INTELLIGENT POWER MANAGEMENT OF SUPERCONDUCTING INDUCTOR BASED DC–DC CONVERTERS FOR EXTREME FAST EV CHARGING

Abstract

Achieving the 2050 net-zero emission target requires rapid electrification of transportation systems, with battery electric vehicles (BEVs) playing a central role in reducing global carbon emissions. However, long charging durations continue to limit large-scale BEV adoption, creating a strong demand for ultra-fast and highly efficient charging technologies. Although conventional gridconnected AC–DC chargers achieve high conversion efficiency, significant energy losses across generation, transmission, and conversion stages reduce the overall system efficiency. To overcome these limitations, this paper presents an artificial intelligence–based controlled superconducting inductor–assisted DC–DC double-boost converter for ultra-fast electric vehicle charging applications. The proposed converter employs superconducting inductors based on Bi₂₂₂₃ and MgB₂ materials to minimize resistive losses, enhance current-handling capability, and achieve superior power density. An AI-based controller is developed to optimize switching behavior, improve output voltage regulation, and maintain stable operation under dynamic load and input variations.
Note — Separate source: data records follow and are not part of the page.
PR #1645, opened 2022-04-21
comment out rust-integration-tests-new

jgrillo-grapl:
NA

This is an attempt to get the artifact into Cloudsmith. The hope is that we can
unblock the Pulumi run s.t. the image upload script will succeed.

Automated tests

### DIFF
--- a/nomad/integration-tests-new.nomad
+++ b/nomad/integration-tests-new.nomad
@@ -94,37 +94,39 @@ job "integration-tests-new" {
       }
     }
 
-    task "rust-integration-tests-new" {
-      driver = "docker"
+    # commented out temporarily to try to get an artifact into cloudsmith
+    #
+    # task "rust-integration-tests-new" {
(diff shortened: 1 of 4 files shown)


nomad/integration-tests-new.nomad
```diff
@@ -94,37 +94,39 @@ job "integration-tests-new" {
       }
     }
```
wimax-grapl, line 96: Instead of commenting this out, I'd recommend commenting out the Pulumi nomad-job-deployment stuff:
`integration_tests_new_job_vars`, `integration_tests_new`

The reason:
This will fail. The job still accepts a `container_images` variable, but you're skipping that in the `integration_tests_new_job_vars`.

wimax-grapl (changes requested):
Seems fine, but i'm unsure how nomad will feel about a

jgrillo-grapl:
Closing as this won't fix the problem.

PR #1646, opened 2022-04-21
add rust-integration-tests-new to cloudsmith-images

jgrillo-grapl:
NA

Adds `"rust-integration-tests-new"` to the `"cloudsmith-images"` group s.t. the testing image gets uploaded to Cloudsmith.

Automated tests

### DIFF
--- a/docker-bake.hcl
+++ b/docker-bake.hcl
@@ -231,19 +231,12 @@ group "integration-tests" {
   ]
 }
 
-group "integration-tests-new" {
-  # NOTE: Please keep this list sorted in alphabetical order
-  targets = [
-    "rust-integration-tests-new"
-  ]
-}
-
 group "all-tests" {
   # NOTE: Please keep this list sorted in alphabetical order
   targets = [
     "e2e-tests",
     "integration-tests",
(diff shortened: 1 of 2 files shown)


wimax-grapl (approved):

docker-bake.hcl
```diff
@@ -162,7 +162,8 @@ group "cloudsmith-images" {
   # NOTE: Please keep this list sorted in alphabetical order
   targets = [
     "e2e-tests",
-    "grapl-services"
+    "grapl-services",
+    "rust-integration-tests-new"
```
christophermaier, line 166: It would probably be better to put the group `integration-tests-new` in here instead of the target `rust-integration-tests-new`.

(Or just remove the `integration-tests-new` group, if it's not serving a clear purpose right now. `integration-tests` is a group because we have Rust and Python, and `e2e-tests` is a bare target because there's only one.)

christophermaier (approved):
It'll work, but I think we can clean it up just a tad.

docker-bake.hcl
jgrillo-grapl: fixed

PR #1648, opened 2022-04-22
wire up the new integration test creds

jgrillo-grapl:
 NA

This PR updates the infrastructure configurations to account for the changes in https://github.com/grapl-security/confluent-cloud-infrastructure/pull/3.

The upshot of this is now we have Kafka credentials specifically for the integration test consumers, and we use them instead of trying to piggy-back on e.g. the pipeline-ingress credentials.

Automated tests

### DIFF
--- a/nomad/integration-tests-new.nomad
+++ b/nomad/integration-tests-new.nomad
@@ -36,19 +36,19 @@ variable "pipeline_ingress_healthcheck_polling_interval_ms" {
   description = "The amount of time to wait between each healthcheck execution."
 }
 
-variable "pipeline_ingress_kafka_consumer_group_name" {
+variable "integration_tests_kafka_consumer_group_name" {
   type        = string
-  description = "The name of the consumer group the pipeline-ingress consumers will join."
+  description = "The name of the consumer group the integration test consumers will join."
 }
 
-variable "pipeline_ingress_kafka_sasl_username" {
+variable "integration_tests_kafka_sasl_username" {
   type        = string
-  description = "The Confluent Cloud API key to configure pipeline-ingress producers and consumers with."
+  description = "The Confluent Cloud API key to configure integration test consumers with."
 }
 
-variable "pipeline_ingress_kafka_sasl_password" {
+variable "integration_tests_kafka_sasl_password" {
   type        = string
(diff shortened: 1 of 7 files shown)


pulumi/grapl/__main__.py
```diff
@@ -196,14 +196,19 @@ def main() -> None:
...
+    integration_tests_kafka_credentials = kafka.service_credentials("integration-tests")
+    pulumi.export(
+        "integration-tests-kafka-sasl-username",
+        integration_tests_kafka_credentials.apply(lambda c: c.api_key),
+    )
     pulumi.export(
-        "pipeline-ingress-kafka-consumer-group-name",
-        pipeline_ingress_kafka_consumer_group_name,
+        "integration-tests-kafka-sasl-password",
+        integration_tests_kafka_credentials.apply(lambda c: c.api_secret),
```
wimax-grapl, line 211: Purely hypothetically, couldn't these be declared in the `integration_tests/__main__.py`? That way you could skip the whole export-import song and dance, plus it's better namespacing.

wimax-grapl: Not saying you gotta do this, but just raising it as a possibility.

nomad/integration-tests-new.nomad
```diff
@@ -36,19 +36,19 @@ variable "pipeline_ingress_healthcheck_polling_interval_ms" {
   description = "The amount of time to wait between each healthcheck execution."
 }
 
-variable "pipeline_ingress_kafka_consumer_group_name" {
+variable "integration_tests_kafka_consumer_group_name" {
```
wimax-grapl, line 39: I'd argue you don't need to necessarily add these integration_tests_ prefixes given the filename, but not that important. I'm fine with the env vars having it, though.

wimax-grapl (approved):

pulumi/grapl/__main__.py
jgrillo-grapl: Yeah, I think they can. It'll take constructing the appropriate `Kafka()` but it seems doable. I'll give that a shot.

jgrillo-grapl: fixed

PR #1657, opened 2022-04-23
Upgrade a number of Cargo.toml dependencies, and un-patch-version-ify a few

wimax-grapl:
Cleaning stuff up. This isn't a full workspace-hack or anything but brings a number of our dependencies mostly-in-sync.


src/rust/rust-proto-new/Cargo.toml
```diff
@@ -12,17 +12,16 @@ futures = "0.3"
 prost = "0.10"
 prost-types = "0.10"
 thiserror = "1.0"
-tokio = { version = "1.14", features = ["rt", "time"] }
+tokio = { version = "1.17", features = ["rt", "time"] }
```
colin-grapl, line 15: We probably want to use the same tokio features everywhere

colin-grapl (approved):

src/rust/rust-proto-new/Cargo.toml
jgrillo-grapl: why?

The complete system is designed and simulated in the MATLAB/Simulink environment to evaluate electrical performance, transient response, and conversion efficiency. Simulation results demonstrate that the proposed converter with the MgB₂ superconducting inductor achieves an efficiency exceeding 95% at 15 kW output power, outperforming systems using conventional inductors. Additionally, the AI-based control strategy significantly reduces voltage ripple, improves response speed, and strengthens robustness against parameter variations and disturbances. These results validate the effectiveness of the proposed intelligent superconducting power converter as a promising solution for next-generation ultra-fast electric vehicle charging infrastructure.